_What you are asked to do_:
Determine how many lines in the entries below contain "lear", and output that number alone.

_Data for review_:

PR #3409, opened 2025-04-15
25840 - update Legal API endpoint and  Expired limited Restoration job to add legal type

ketaki-deodhar:
*Issue #:* /bcgov/entity#25840

*Description of changes:*

**Issue**: Businesses were not being synced back to COLIN as Historical after an expired limited restoration job run was complete.
Syncing was failing because legal type was not being set in filing json and Update Colin filings jobs expects it
Ref: https://github.com/bcgov/lear/blob/main/jobs/update-colin-filings/update_colin_filings.py#L80

By submitting this pull request, I confirm that you can use, modify, copy, and redistribute this contribution, under the terms of the lear license (Apache 2.0).

PR #4386, opened 2026-05-12
Business Model - minor consolidation between legal-api model and common

kialj876:

*Description of changes:*
- looks like this is the last change needed for the legal-api to use the model fully in python 3.13

### DIFF
--- a/python/common/business-registry-model/src/business_model/models/business.py
+++ b/python/common/business-registry-model/src/business_model/models/business.py
@@ -851,7 +851,7 @@ class Business(db.Model, Versioned):  # pylint: disable=too-many-instance-attrib
     @classmethod
     def get_expired_restoration(cls):
         """Return all identifier with an expired restoration_expiry_date."""
-        businesses = (db.session.query(Business.identifier)
+        businesses = (db.session.query(Business.identifier, Business.legal_type)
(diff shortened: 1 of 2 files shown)


python/common/business-registry-model/src/business_model/models/business.py
```diff
@@ -851,7 +851,7 @@ def get_all_by_no_tax_id(cls):
     @classmethod
     def get_expired_restoration(cls):
         """Return all identifier with an expired restoration_expiry_date."""
```
loneil: Super minor, but in legal-api in the change where the extra param was introduced the docstring was changed to `"""Return business identifiers with an expired restoration_expiry_date."""`

https://github.com/bcgov/lear/pull/3409/changes#diff-9b455ec1b04a8c3f09e4d25c08604d5ddbec50dd4cff328febc08734b90ad1a0

loneil (approved):

argush3 (approved):

vysakh-menon-aot (approved):

meawong (approved):

python/common/business-registry-model/src/business_model/models/business.py
kialj876: Good point - will update it to include mentioning the legal type too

_Answer space_:
3